Beyond just thinking about what is useful for the community, there are a few other upsides of open sourcing components. For one, I get to control how the component is optimized and designed, and I can make sure it’s designed to work well with Hyperparam. Secondly, and probably most importantly, there’s the community of developers invested in these components. Approximately a dozen people contributed code to Hyparquet and HighTable, and even more filed bugs that I subsequently fixed. Giving away components doesn’t diminish value; it amplifies it through feedback, goodwill, and contributions.

Now, when thinking about the paid product, any AI component and the core user experience is proprietary. I care deeply how users flow through my product, and I need to own that experience because I don’t think anyone else can build it correctly. That’s a bit of a cocky statement, but my team is a select group of people obsessed with the overall data experience and how the AI should work.

AI Workflows That Make Large-Scale Data Transformation Faster

What kind of AI workflows can you do with Hyperparam?

Hyperparam is a general purpose data transformation tool that enables you to do multiple things with your data, so it’s easiest to give an example.

Let’s say you’re a company that’s deploying a chatbot to your users, and a user files a ticket. Your support team needs to dive into the data to understand what happened, whether it’s sycophancy or some other issue. With Hyperparam, you can apply an LLM-generated score to every row in your dataset, look at the values, filter out the bad ones, transform them into something better, export the results, and just continue with your workflow.

That’s just one example of what Hyperparam can do. In addition to applying AI scores and sorting, filtering, and searching based on those scores, you can ask natural-language questions about your data, for example: “Rate every chatbot conversation for sycophancy,” “Did the user seem satisfied?” or “Was a conclusion reached?” You can categorize, tag, and explore your dataset in ways that were never possible before.

You can also run experiments: import historical data, tweak prompts, compare models, and see how the outputs change. It’s a deep research workflow that lets one person do what used to take an entire team.

Why Minimalism Drives Hyperparam’s Engineering Philosophy

What’s your core engineering philosophy and how did open source support that?

One of my fundamental engineering principles is to take no dependencies. I feel very strongly against building a huge stack of dependent software, which is something you see a lot of in JavaScript. Because Hyperparam started as a passion project and it’s open source, I could optimize purely for the function that I cared about. That’s not necessarily how that would have been at a company.

That simplification reminds me of SpaceX’s Raptor engine. Each iteration of the Raptor keeps getting simpler… yet more powerful. I wanted to do the same for software. It’s an aesthetic choice, but it also influences the architecture and engineering. With an obsession over engineering and product, you can build minimal software, and that’s what Hyperparam is. I built it from the ground up depending on nothing else. That’s why it’s as small, light, and fast as it is.

Advice for Developers Exploring Open Source Projects

What’s your advice for developers starting out with open source?

Build the product you want to use yourself. If you have to solely rely on other people to tell you if what you are building is useful, your iteration cycles will be slow and painful. This advice might run contrary to conventional startup wisdom, which says you should assume you know nothing, talk to a hundred customers, and then build to solve their problem. That’s viable, but it’s not the only way to create something meaningful.

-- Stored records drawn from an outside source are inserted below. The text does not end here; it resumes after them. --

PR #12333, opened 2020-09-06
Add tooltip if any in annotations layer

calixteman:
This patch aims to fix:
https://bugzilla.mozilla.org/show_bug.cgi?id=1661419

### DIFF
--- a/src/core/annotation.js
+++ b/src/core/annotation.js
@@ -1533,6 +1533,7 @@ class ButtonWidgetAnnotation extends WidgetAnnotation {
       this.hasFieldFlag(AnnotationFieldFlag.RADIO) &&
       !this.hasFieldFlag(AnnotationFieldFlag.PUSHBUTTON);
     this.data.pushButton = this.hasFieldFlag(AnnotationFieldFlag.PUSHBUTTON);
+    this.data.isTooltipOnly = false;
 
     if (this.data.checkBox) {
       this._processCheckBox(params);
@@ -1770,10 +1771,12 @@ class ButtonWidgetAnnotation extends WidgetAnnotation {
   }
 
   _processPushButton(params) {
-    if (!params.dict.has("A")) {
+    if (!params.dict.has("A") && !this.data.alternativeText) {
       warn("Push buttons without action dictionaries are not supported");
       return;
     }
+
+    this.data.isTooltipOnly = !params.dict.has("A");
 
     Catalog.parseDestDictionary({
       destDict: params.dict,
--- a/src/display/annotation_layer.js
+++ b/src/display/annotation_layer.js
@@ -293,7 +293,8 @@ class LinkAnnotationElement extends AnnotationElement {
     const isRenderable = !!(
       parameters.data.url ||
       parameters.data.dest ||
-      parameters.data.action
+      parameters.data.action ||
+      parameters.data.isTooltipOnly
     );
     super(parameters, isRenderable);
   }
@@ -322,8 +323,10 @@ class LinkAnnotationElement extends AnnotationElement {
       });
     } else if (data.action) {
       this._bindNamedAction(link, data.action);
-    } else {
+    } else if (data.dest) {
       this._bindLink(link, data.dest);
+    } else {
+      this._bindLink(link, "");
     }
 
     this.container.appendChild(link);
@@ -420,6 +423,10 @@ class WidgetAnnotationElement extends AnnotationElement {
    */
   render() {
     // Show only the container for unsupported field types.
+    if (this.data.alternativeText) {
+      this.container.title = this.data.alternativeText;
+    }
+
     return this.container;
   }
 }
@@ -647,6 +654,11 @@ class PushButtonWidgetAnnotationElement extends LinkAnnotationElement {
     // as performing actions on form fields (resetting, submitting, et cetera).
     const container = super.render();
     container.className = "buttonWidgetAnnotation pushButton";
+
+    if (this.data.alternativeText) {
+      container.title = this.data.alternativeText;
+    }
+
     return container;
   }
 }
--- a/test/unit/annotation_spec.js
+++ b/test/unit/annotation_spec.js
@@ -2436,6 +2436,49 @@ describe("annotation", function () {
         })
         .catch(done.fail);
     });
+
+    it("should handle push buttons", function (done) {
+      const buttonWidgetRef = Ref.get(124, 0);
+      buttonWidgetDict.set("Ff", AnnotationFieldFlag.PUSHBUTTON);
+      buttonWidgetDict.set("A", "whatever");
+
+      const xref = new XRefMock([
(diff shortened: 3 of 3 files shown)


src/display/annotation_layer.js
```diff
@@ -165,6 +165,10 @@ class AnnotationElement {
     let width = data.rect[2] - data.rect[0];
     let height = data.rect[3] - data.rect[1];
 
+    if (this.data.alternativeText) {
```
timvandermeij, line 168: Alternative text is only defined on widget annotations, so in this file this code should also be in the `WidgetAnnotationElement` class. I would say you can put it in https://github.com/mozilla/pdf.js/blob/2f3162167d664208716013486d6697689d1d08a4/src/display/annotation_layer.js#L429-L432 since you have `this.container` there.

src/display/annotation_layer.js
```diff
@@ -165,6 +165,10 @@ class AnnotationElement {
...
+      container.setAttribute("title", this.data.alternativeText);
```
timvandermeij, line 169: I think you can simplify this to `container.title = this.data.alternativeText;`. We should only use `setAttribute` for non-default attributes.

src/core/annotation.js
```diff
@@ -1366,6 +1366,7 @@ class ButtonWidgetAnnotation extends WidgetAnnotation {
 
     this.checkedAppearance = null;
     this.uncheckedAppearance = null;
+    this.data.isTooltipOnly = false;
```
timvandermeij, line 1369: Let's move this below the newline so all `this.data` setting is combined.

src/display/annotation_layer.js
```diff
@@ -293,8 +297,10 @@ class LinkAnnotationElement extends AnnotationElement {
     const isRenderable = !!(
       parameters.data.url ||
       parameters.data.dest ||
-      parameters.data.action
+      parameters.data.action ||
+      parameters.data.isTooltipOnly
```
timvandermeij, line 301: Does this actually work as expected? `isTooltipOnly` is only available in button widget annotations, but this is the link annotation class, which is not a button widget annotation?

src/core/annotation.js
```diff
@@ -1596,11 +1597,13 @@ class ButtonWidgetAnnotation extends WidgetAnnotation {
   }
 
   _processPushButton(params) {
-    if (!params.dict.has("A")) {
+    if (!params.dict.has("A") && !params.dict.has("TU")) {
       warn("Push buttons without action dictionaries are not supported");
       return;
     }
 
+    this.data.isTooltipOnly = !params.dict.has("A");
```
timvandermeij, line 1605: We cannot really test the display side of this patch, but we can unit test the core part, especially since we don't have unit tests for push buttons yet (we do have them for the other types of button widget annotations). Let's add two unit tests below https://github.com/mozilla/pdf.js/blob/master/test/unit/annotation_spec.js#L2319:

`it("should handle push buttons"` -> simple unit test to test rendering a regular push button, so without `TU` and with `A`
`it("should handle push buttons that act as a tooltip only"` -> same, but with `TU` and without `A`.

src/display/annotation_layer.js
calixteman: PushButton isn't a widget but a Link so it's why...
I slightly modify the code to put the isTooltipOnly in PushButton

src/display/annotation_layer.js
```diff
@@ -289,13 +289,15 @@ class AnnotationElement {
...
 class LinkAnnotationElement extends AnnotationElement {
-  constructor(parameters) {
-    const isRenderable = !!(
+  constructor(parameters, isRenderable = false) {
+    const _isRenderable = !!(
       parameters.data.url ||
       parameters.data.dest ||
-      parameters.data.action
+      parameters.data.action ||
+      isRenderable
```
Snuffleupagus, line 297: Why is this necessary though; couldn't you simply add `parameters.data.isTooltipOnly` instead here, since that will only (possibly) be defined for the "PushButton pretending to be LinkAnnotation"-case as far as I can tell?

This way, you'd reduce the amount of constructor-related changes in this file.

calixteman: I did that in the first version but it's quite confusing to have in LinkAnnotation (display) something defined in a WidgetAnnotation (core) so I moved the stuff in PushButton for this reason.
Anyway I'm fine to change it back... just tell me what you prefer.

test/unit/annotation_spec.js
```diff
@@ -2340,6 +2340,49 @@ describe("annotation", function () {
         })
         .catch(done.fail);
     });
+
+    it("should handle push buttons", function (done) {
+      const buttonWidgetRef = Ref.get(124, 0);
+      buttonWidgetDict.set("Ff", 0x10000);
```
timvandermeij, line 2346: (Here and below) Note that we have constant for this, namely `AnnotationFieldFlag.PUSHBUTTON`, that we can use here instead of the magic number.

src/display/annotation_layer.js
brendandahl: @Snuffleupagus thoughts?

Snuffleupagus: > @Snuffleupagus thoughts?

Sorry, this PR slipped my mind!

With the variable re-name reverted at https://github.com/mozilla/pdf.js/pull/12333/files#diff-1097e3b131ba22f8e8a6c2f20e3ab5ecR293, I honestly think that this is fine as-is :-)

Snuffleupagus: > @Snuffleupagus thoughts?

Sorry, this PR slipped my mind!

With the variable name changed back to `isRenderable` at https://github.com/mozilla/pdf.js/pull/12333/files#diff-1097e3b131ba22f8e8a6c2f20e3ab5ecR293, I honestly think that this is fine as-is :-)

src/display/annotation_layer.js
```diff
@@ -290,12 +290,14 @@ class AnnotationElement {
 
 class LinkAnnotationElement extends AnnotationElement {
   constructor(parameters) {
-    const isRenderable = !!(
+    const _isRenderable = !!(
```
timvandermeij, line 293: Why this change? It's a local variable, so it doesn't have to be marked with an underscore since it's private to this method anyway.

src/display/annotation_layer.js
```diff
@@ -290,12 +290,14 @@ class AnnotationElement {
...
       parameters.data.url ||
       parameters.data.dest ||
-      parameters.data.action
+      parameters.data.action ||
+      parameters.data.isTooltipOnly
     );
-    super(parameters, isRenderable);
+
```
timvandermeij, line 299: Same here, we can revert the changes in this line and the next one to get a smaller diff.

timvandermeij (commented):
Looks good with the two comments addressed.

timvandermeij (approved):

timvandermeij:
Thank you!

To build a certain kind of product, you need more vision and aesthetic opinion. In open source, you’ll see these shining monuments to technology, and why? Because someone cared enough to make them both functional and beautiful. Hyperparam is the data transformation tool I wished existed. I’m building for an audience of one: myself. When you build something you want to use yourself, you often end up building something others didn’t realize they needed.